Justamente aquí está la novedad alcanzada por los Padres. Ellos acogieron plenamente
la razón abierta a lo absoluto y en ella incorporaron la riqueza de la Revelación. El
encuentro no fue sólo entre culturas, donde tal vez una es seducida por el atractivo de
otra, sino que tuvo lugar en lo profundo de los espíritus, siendo un encuentro entre la
criatura y el Creador. Sobrepasando el fin mismo hacia el que inconscientemente tendía
por su naturaleza, la razón pudo alcanzar el bien sumo y la verdad suprema en la
persona del Verbo encarnado. Ante las filosofías, los Padres no tuvieron miedo, sin
embargo, de reconocer tanto los elementos comunes como las diferencias que
presentaban con la Revelación. Ser conscientes de las convergencias no ofuscaba en
ellos el reconocimiento de las diferencias.
43. Un puesto singular en este largo camino corresponde a santo Tomás, no sólo por el
contenido de su doctrina, sino también por la relación dialogal que supo establecer con
el pensamiento árabe y hebreo de su tiempo. En una época en la que los pensadores
cristianos descubrieron los tesoros de la filosofía antigua, y más concretamente
aristotélica, tuvo el gran mérito de destacar la armonía que existe entre la razón y la fe.

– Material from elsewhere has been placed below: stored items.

PR #583, opened 2021-03-18
lib/test_ci_upload: fix error after brew changes

Bo98:
Probably worth deprecating this at some point, signposting taps to use `brew pr-upload`.

### DIFF
--- a/lib/test_ci_upload.rb
+++ b/lib/test_ci_upload.rb
@@ -1,5 +1,7 @@
 # frozen_string_literal: true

Argumentaba que la luz de la razón y la luz de la fe proceden ambas de Dios; por tanto,
no pueden contradecirse entre sí.44
44. Una de las grandes intuiciones de santo Tomás es la que se refiere al papel que el
Espíritu Santo realiza haciendo madurar en sabiduría la ciencia humana. Desde las
primeras páginas de su Summa Theologiae 48 el Aquinate quiere mostrar la primacía de
aquella sabiduría que es don del Espíritu Santo e introduce en el conocimiento de las
realidades divinas. Su teología permite comprender la peculiaridad de la sabiduría en su
estrecho vínculo con la fe y el conocimiento de lo divino. Ella conoce por
connaturalidad, presupone la fe y formula su recto juicio a partir de la verdad de la fe
misma: « La sabiduría, don del Espíritu Santo, difiere de la que es virtud intelectual
adquirida. Pues ésta se adquiere con esfuerzo humano, y aquélla viene de arriba, como
Santiago dice. De la misma manera difiere también de la fe, porque la fe asiente a la
verdad divina por sí misma; mas el juicio conforme con la verdad divina pertenece al
don de la sabiduría ».49
46. Las radicalizaciones más influyentes son conocidas y bien visibles, sobre todo en la
historia de Occidente. No es exagerado afirmar que buena parte del pensamiento
filosófico moderno se ha desarrollado alejándose progresivamente de la Revelación
cristiana, hasta llegar a contraposiciones explícitas. En el siglo pasado, este movimiento
alcanzó su culmen. Algunos representantes del idealismo intentaron de diversos modos
transformar la fe y sus contenidos, incluso el misterio de la muerte y resurrección de
Jesucristo, en estructuras dialécticas concebibles racionalmente. A este pensamiento se
opusieron diferentes formas de humanismo ateo, elaboradas filosóficamente, que
presentaron la fe como nociva y alienante para el desarrollo de la plena racionalidad. No
tuvieron reparo en presentarse como nuevas religiones creando la base de proyectos
que, en el plano político y social, desembocaron en sistemas totalitarios traumáticos
para la humanidad.
47. Por otra parte, no debe olvidarse que en la cultura moderna ha cambiado el papel
mismo de la filosofía. De sabiduría y saber universal, se ha ido reduciendo
progresivamente a una de tantas parcelas del saber humano; más aún, en algunos
aspectos se la ha limitado a un papel del todo marginal. Mientras, otras formas de
racionalidad se han ido afirmando cada vez con mayor relieve, destacando el carácter
marginal del saber filosófico. Estas formas de racionalidad, en vez de tender a la
contemplación de la verdad y a la búsqueda del fin último y del sentido de la vida, están
orientadas —o, al menos, pueden orientarse— como « razón instrumental » al servicio
de fines utilitaristas, de placer o de poder.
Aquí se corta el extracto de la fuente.